(Exercise input Opens)

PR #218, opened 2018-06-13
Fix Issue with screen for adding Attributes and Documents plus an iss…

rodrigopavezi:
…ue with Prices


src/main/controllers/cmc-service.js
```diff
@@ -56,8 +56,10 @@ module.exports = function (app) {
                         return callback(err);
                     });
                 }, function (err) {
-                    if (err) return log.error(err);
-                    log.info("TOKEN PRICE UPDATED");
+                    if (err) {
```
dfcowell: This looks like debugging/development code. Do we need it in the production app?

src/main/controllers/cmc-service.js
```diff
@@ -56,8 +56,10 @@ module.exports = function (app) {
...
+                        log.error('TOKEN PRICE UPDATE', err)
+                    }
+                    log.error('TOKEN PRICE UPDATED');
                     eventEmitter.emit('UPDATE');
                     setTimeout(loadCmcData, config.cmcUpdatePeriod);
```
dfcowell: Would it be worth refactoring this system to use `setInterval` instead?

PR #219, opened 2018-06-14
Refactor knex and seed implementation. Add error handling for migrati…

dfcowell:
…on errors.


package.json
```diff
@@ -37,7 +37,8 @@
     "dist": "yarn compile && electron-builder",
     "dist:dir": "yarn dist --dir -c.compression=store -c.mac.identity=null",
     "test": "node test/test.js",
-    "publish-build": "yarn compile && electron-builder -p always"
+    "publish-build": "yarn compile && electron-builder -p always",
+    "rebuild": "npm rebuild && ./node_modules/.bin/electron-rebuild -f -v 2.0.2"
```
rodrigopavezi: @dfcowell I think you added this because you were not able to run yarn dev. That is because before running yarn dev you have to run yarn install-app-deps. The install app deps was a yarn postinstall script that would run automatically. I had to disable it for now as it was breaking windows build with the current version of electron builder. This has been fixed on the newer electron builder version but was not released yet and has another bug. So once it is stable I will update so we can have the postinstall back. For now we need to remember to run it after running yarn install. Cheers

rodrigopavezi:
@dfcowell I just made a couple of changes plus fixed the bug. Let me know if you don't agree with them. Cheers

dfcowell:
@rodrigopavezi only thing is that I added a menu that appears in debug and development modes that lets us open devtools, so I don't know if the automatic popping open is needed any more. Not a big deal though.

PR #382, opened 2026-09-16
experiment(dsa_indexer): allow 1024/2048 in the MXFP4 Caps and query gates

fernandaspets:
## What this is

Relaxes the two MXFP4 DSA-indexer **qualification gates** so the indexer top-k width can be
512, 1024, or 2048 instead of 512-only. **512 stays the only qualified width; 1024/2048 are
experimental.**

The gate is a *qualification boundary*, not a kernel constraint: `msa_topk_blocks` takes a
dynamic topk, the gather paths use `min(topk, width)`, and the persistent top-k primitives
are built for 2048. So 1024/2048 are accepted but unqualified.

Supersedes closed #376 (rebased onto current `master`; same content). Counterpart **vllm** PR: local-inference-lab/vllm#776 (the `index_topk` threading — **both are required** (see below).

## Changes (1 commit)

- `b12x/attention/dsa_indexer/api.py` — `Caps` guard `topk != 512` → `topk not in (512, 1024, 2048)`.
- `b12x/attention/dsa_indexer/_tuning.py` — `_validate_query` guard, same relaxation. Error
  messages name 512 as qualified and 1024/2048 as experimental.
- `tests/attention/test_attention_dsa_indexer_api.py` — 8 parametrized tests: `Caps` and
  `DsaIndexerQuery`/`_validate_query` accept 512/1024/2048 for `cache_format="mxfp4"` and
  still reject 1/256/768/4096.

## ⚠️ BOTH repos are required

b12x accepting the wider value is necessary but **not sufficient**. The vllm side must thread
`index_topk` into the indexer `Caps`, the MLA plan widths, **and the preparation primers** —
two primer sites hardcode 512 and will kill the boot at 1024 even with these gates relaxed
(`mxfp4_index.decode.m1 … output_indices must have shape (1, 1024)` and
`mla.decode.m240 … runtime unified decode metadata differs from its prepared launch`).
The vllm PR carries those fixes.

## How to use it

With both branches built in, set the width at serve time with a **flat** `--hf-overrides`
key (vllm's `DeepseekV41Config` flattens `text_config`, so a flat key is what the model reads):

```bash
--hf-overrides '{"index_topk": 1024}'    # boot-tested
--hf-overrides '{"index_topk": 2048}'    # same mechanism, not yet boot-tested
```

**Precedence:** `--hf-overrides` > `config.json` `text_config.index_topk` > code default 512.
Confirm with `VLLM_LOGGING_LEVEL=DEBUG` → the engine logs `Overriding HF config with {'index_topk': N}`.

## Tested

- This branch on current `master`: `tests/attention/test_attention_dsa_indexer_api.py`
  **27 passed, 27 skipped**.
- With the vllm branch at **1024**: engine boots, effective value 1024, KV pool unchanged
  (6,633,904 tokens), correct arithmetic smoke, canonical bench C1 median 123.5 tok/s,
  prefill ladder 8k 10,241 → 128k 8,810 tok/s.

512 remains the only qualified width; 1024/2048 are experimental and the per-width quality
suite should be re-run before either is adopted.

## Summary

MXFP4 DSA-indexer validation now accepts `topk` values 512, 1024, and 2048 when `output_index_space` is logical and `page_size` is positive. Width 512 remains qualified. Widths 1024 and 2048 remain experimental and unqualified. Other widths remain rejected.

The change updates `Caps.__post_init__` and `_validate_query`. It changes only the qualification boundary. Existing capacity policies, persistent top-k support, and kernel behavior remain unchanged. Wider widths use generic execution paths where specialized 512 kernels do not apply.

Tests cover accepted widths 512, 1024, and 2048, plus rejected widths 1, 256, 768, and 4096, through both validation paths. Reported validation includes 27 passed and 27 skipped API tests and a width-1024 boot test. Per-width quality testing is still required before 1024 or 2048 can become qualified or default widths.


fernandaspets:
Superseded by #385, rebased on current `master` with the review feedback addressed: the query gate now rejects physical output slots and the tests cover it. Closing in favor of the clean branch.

(Exercise input Closes)
(Exercise input Opens)

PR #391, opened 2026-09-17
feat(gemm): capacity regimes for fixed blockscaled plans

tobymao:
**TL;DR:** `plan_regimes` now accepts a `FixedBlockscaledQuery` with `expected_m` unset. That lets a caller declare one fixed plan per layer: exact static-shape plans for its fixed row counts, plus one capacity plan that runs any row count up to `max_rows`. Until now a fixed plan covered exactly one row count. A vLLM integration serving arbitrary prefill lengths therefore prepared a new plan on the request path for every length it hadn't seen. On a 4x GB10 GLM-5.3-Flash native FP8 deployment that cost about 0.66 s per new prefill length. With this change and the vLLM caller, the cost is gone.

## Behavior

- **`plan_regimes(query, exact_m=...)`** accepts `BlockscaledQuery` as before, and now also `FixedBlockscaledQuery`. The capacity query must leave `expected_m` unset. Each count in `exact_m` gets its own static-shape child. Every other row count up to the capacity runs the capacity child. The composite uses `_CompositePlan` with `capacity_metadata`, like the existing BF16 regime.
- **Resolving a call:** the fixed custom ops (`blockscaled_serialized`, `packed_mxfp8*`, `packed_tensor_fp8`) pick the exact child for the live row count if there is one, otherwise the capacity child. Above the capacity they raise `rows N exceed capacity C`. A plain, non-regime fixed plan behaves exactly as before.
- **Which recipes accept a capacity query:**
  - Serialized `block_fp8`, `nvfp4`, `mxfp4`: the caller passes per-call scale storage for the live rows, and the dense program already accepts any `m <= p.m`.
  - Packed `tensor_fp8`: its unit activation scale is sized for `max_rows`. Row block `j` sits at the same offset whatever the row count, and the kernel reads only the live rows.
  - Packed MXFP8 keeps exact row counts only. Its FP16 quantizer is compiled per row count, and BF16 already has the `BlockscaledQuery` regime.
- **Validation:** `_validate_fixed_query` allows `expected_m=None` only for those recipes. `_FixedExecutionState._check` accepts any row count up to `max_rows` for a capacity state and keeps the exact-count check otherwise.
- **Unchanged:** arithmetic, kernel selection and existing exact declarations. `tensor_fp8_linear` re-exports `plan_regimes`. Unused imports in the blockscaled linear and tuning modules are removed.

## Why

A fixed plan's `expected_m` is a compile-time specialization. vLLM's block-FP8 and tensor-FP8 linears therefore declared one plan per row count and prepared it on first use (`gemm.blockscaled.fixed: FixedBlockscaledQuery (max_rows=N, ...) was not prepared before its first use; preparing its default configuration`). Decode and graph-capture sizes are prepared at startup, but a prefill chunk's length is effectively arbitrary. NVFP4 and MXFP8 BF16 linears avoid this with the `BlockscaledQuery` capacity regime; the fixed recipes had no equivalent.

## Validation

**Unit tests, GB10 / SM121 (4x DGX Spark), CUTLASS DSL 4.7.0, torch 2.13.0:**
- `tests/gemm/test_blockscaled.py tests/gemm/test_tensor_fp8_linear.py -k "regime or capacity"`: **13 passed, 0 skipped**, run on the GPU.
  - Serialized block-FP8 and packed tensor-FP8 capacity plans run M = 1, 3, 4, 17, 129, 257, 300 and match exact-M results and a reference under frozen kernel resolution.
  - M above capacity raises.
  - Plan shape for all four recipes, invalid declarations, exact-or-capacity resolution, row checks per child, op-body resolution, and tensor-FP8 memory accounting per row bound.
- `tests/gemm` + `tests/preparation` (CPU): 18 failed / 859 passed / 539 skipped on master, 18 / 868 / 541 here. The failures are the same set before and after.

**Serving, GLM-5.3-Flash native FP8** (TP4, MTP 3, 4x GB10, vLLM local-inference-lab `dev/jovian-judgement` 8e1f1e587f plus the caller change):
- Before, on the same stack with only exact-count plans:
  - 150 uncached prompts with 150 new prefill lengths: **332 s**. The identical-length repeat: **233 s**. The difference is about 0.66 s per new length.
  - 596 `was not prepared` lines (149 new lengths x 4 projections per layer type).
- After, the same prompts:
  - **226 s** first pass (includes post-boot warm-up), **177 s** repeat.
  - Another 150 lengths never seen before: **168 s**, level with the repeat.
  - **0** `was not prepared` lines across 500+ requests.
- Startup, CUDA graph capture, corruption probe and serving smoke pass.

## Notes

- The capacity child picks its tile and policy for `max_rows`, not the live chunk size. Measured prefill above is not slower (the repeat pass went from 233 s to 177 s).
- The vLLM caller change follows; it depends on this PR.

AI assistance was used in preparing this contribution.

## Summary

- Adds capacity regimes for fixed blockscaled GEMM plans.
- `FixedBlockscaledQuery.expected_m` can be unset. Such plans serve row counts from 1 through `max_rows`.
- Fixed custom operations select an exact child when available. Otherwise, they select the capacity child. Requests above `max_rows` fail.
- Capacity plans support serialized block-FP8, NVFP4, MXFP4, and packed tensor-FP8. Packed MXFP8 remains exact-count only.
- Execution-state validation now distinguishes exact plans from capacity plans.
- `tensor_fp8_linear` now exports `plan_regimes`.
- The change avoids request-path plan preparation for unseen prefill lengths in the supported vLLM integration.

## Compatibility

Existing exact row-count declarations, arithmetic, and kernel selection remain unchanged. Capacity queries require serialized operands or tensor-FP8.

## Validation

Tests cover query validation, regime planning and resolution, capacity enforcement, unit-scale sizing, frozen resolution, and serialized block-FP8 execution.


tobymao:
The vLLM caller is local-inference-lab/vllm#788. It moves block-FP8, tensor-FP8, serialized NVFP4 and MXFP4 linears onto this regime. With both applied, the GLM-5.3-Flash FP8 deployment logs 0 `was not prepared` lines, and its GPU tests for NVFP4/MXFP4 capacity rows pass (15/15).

(Exercise input Closes)

• **Requirement**: All that is wanted is the stretch of lines above from the one containing "on the GPU." through the one containing "- Capacity plans", duplicated exactly.

• **Expected output**:
- `tests/gemm/test_blockscaled.py tests/gemm/test_tensor_fp8_linear.py -k "regime or capacity"`: **13 passed, 0 skipped**, run on the GPU.
  - Serialized block-FP8 and packed tensor-FP8 capacity plans run M = 1, 3, 4, 17, 129, 257, 300 and match exact-M results and a reference under frozen kernel resolution.
  - M above capacity raises.
  - Plan shape for all four recipes, invalid declarations, exact-or-capacity resolution, row checks per child, op-body resolution, and tensor-FP8 memory accounting per row bound.
- `tests/gemm` + `tests/preparation` (CPU): 18 failed / 859 passed / 539 skipped on master, 18 / 868 / 541 here. The failures are the same set before and after.

**Serving, GLM-5.3-Flash native FP8** (TP4, MTP 3, 4x GB10, vLLM local-inference-lab `dev/jovian-judgement` 8e1f1e587f plus the caller change):
- Before, on the same stack with only exact-count plans:
  - 150 uncached prompts with 150 new prefill lengths: **332 s**. The identical-length repeat: **233 s**. The difference is about 0.66 s per new length.
  - 596 `was not prepared` lines (149 new lengths x 4 projections per layer type).
- After, the same prompts:
  - **226 s** first pass (includes post-boot warm-up), **177 s** repeat.
  - Another 150 lengths never seen before: **168 s**, level with the repeat.
  - **0** `was not prepared` lines across 500+ requests.
- Startup, CUDA graph capture, corruption probe and serving smoke pass.

## Notes

- The capacity child picks its tile and policy for `max_rows`, not the live chunk size. Measured prefill above is not slower (the repeat pass went from 233 s to 177 s).
- The vLLM caller change follows; it depends on this PR.

AI assistance was used in preparing this contribution.

## Summary

- Adds capacity regimes for fixed blockscaled GEMM plans.
- `FixedBlockscaledQuery.expected_m` can be unset. Such plans serve row counts from 1 through `max_rows`.
- Fixed custom operations select an exact child when available. Otherwise, they select the capacity child. Requests above `max_rows` fail.
- Capacity plans support serialized block-FP8, NVFP4, MXFP4, and packed tensor-FP8. Packed MXFP8 remains exact-count only.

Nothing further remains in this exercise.